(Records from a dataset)
PR #12, opened 2025-09-16
#DKN-17 Get available styles

TarekIdrees:
- This PR mainly focuses on getting all styles of the Dukan entity 
- Endpoint: `/dukan/styles`
- Expected returned body : 
```
 "styles": [
        "WIDE_IMAGE",
        "SMALL_IMAGE",
        "NO_IMAGE"
    ]
```


dukan/src/main/kotlin/net/thechance/dukan/api/controller/DukanController.kt
```diff
@@ -1,13 +1,16 @@
...
 import org.springframework.web.bind.annotation.RestController
 
 @RestController
-class DukanController {
+@RequestMapping("/dukan")
+class DukanController(
+    private val dukanService: DukanService
+) {
+    @GetMapping("/styles")
+    fun getAllStyles () = dukanService.getAllStyles()
```
devfalah: I think it would be better to return `ResponseEntity<DukanStyleResponse>` here

TarekIdrees: Nicely done.
Please mark this as resolved once you are convinced of the new commit.

mostafa-n3ma (approved):
I don't really have any comments here every thing look nice , thank you

haideraljawasim (approved):

ElsayedMagdy122 (approved):

ElsayedMagdy122:
Great Work Tarek 👏

devfalah (approved):

dukan/src/main/kotlin/net/thechance/dukan/mapper/DukanCategroyMapper.kt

▶ _Exercise_
With nothing added or left out, print the data again.

▶ _Reply_
PR #12, opened 2025-09-16
#DKN-17 Get available styles

TarekIdrees:
- This PR mainly focuses on getting all styles of the Dukan entity 
- Endpoint: `/dukan/styles`
- Expected returned body : 
```
 "styles": [
        "WIDE_IMAGE",
        "SMALL_IMAGE",
        "NO_IMAGE"
    ]
```


dukan/src/main/kotlin/net/thechance/dukan/api/controller/DukanController.kt
```diff
@@ -1,13 +1,16 @@
...
 import org.springframework.web.bind.annotation.RestController
 
 @RestController
-class DukanController {
+@RequestMapping("/dukan")
+class DukanController(
+    private val dukanService: DukanService
+) {
+    @GetMapping("/styles")
+    fun getAllStyles () = dukanService.getAllStyles()
```
devfalah: I think it would be better to return `ResponseEntity<DukanStyleResponse>` here

TarekIdrees: Nicely done.
Please mark this as resolved once you are convinced of the new commit.

mostafa-n3ma (approved):
I don't really have any comments here every thing look nice , thank you

haideraljawasim (approved):

ElsayedMagdy122 (approved):

ElsayedMagdy122:
Great Work Tarek 👏

devfalah (approved):

dukan/src/main/kotlin/net/thechance/dukan/mapper/DukanCategroyMapper.kt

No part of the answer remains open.